#### DATA TO USE:
Issue #528, opened 2021-05-14
Restructure repository for version 8


wenzeslaus:
The grass-addons repository will be restructured to accommodate better a new major version of GRASS GIS. To put it simply, we don't want to add another subdirectory grass8 next to existing grass6 and grass7 directories and we are taking the opportunity of upcoming release of 8.0.0 to change to a better system, more fitting with having multiple past major versions and with using Git.

This topic was discussed previously and most recently at [PSC meeting on May 11](https://trac.osgeo.org/grass/wiki/PSC/Minutes/PSC_Meeting_20210511). Please provide feedback for the plan below and/or volunteer. Help with identification of what will break is especially welcome. Complete reworkings of the plan are possible.

Goals:

- Use branches for different and old versions as in the core repository, not subdirectories.
- Make the new structure future-proof, i.e., such that when v9 comes, it is clear what to do.
- Keep addons working for the latest release (whatever is the latest patch version) of v7.

This issue is to track the main transition, but individual issue can be created to track specific issues both here and in the core grass repository as needed. We hope that more people will help with this. So far @landam plans to update the addon compilation for Windows and @wenzeslaus plans to do the changes in the branching and GitHub Actions updates in the grass-addons repository. Please add yourself and/or TODO items here as needed by editing this issue description.

TODOs:

- [x] Create branch (from master branch) for contents of grass6 directory (named `grass6`, `grass_v6`?). Restructure the contents as needed. Delete the directory on master branch. @wenzeslaus #535
- [x] Apply Black to the grass7 code in master branch so that it is similar in v7 and v8 to make backporting easier. #537
- [x] Create new branch (from master branch) for v7 (named `grass8`? `main`?). @wenzeslaus
- [x] Move contents of grass7 directory to the top level or rename it to src in the branch for (new) v7 and v8. @wenzeslaus #571
- [x] Make changes in the compilation and checks of addons in GitHub Actions. @wenzeslaus #571
- [x] Write to grass-dev about the change. @wenzeslaus (see [grass-dev](https://lists.osgeo.org/pipermail/grass-dev/2021-June/095257.html))
- [x] Make grass8 the default branch, update to the current master branch, make the master branch read-only. @wenzeslaus
- [ ] Inform contributors in PRs.
- [ ] Update PRs if needed (for stale but desired PRs).
- [x] Update the contributing instructions for v7. @wenzeslaus 
- [x] Update the contributing instructions for v8. @wenzeslaus #636
[...]

PR #571, opened 2021-06-28
Change to new v7 and v8 structure

wenzeslaus:
- Rename grass7 dir to src, delete grass6
- Update CI to src dir
- Add license file

This PR is against the new grass7 branch which would replace the master branch for any updates to v7 series.

The new grass8 for v8 series can be then created from this updated version.

See also #528.


neteler (approved):
This massive restructuring looks good to me and will help to improve the "navigation" in the different addon versions.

#### WHAT TO PRODUCE:
Using the records above, write out exactly the lines from the one containing "Change to new v7 and v8 structure" through the last, and add nothing.

#### ANSWER SECTION:
Change to new v7 and v8 structure

wenzeslaus:
- Rename grass7 dir to src, delete grass6
- Update CI to src dir
- Add license file

This PR is against the new grass7 branch which would replace the master branch for any updates to v7 series.

The new grass8 for v8 series can be then created from this updated version.

See also #528.


neteler (approved):
This massive restructuring looks good to me and will help to improve the "navigation" in the different addon versions.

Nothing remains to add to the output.